_Instructions to follow_
Write out again, exactly as they stand, the line that includes "src/frontend/assets/hash.svg" and all remaining lines of the entries.

_The records_
PR #157, opened 2023-06-04
small metadata optimizations

nathanosdev:


src/frontend/assets/hash.svg
taggrx, line 1: What has changed here actually?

_Written solution_
src/frontend/assets/hash.svg
taggrx, line 1: What has changed here actually?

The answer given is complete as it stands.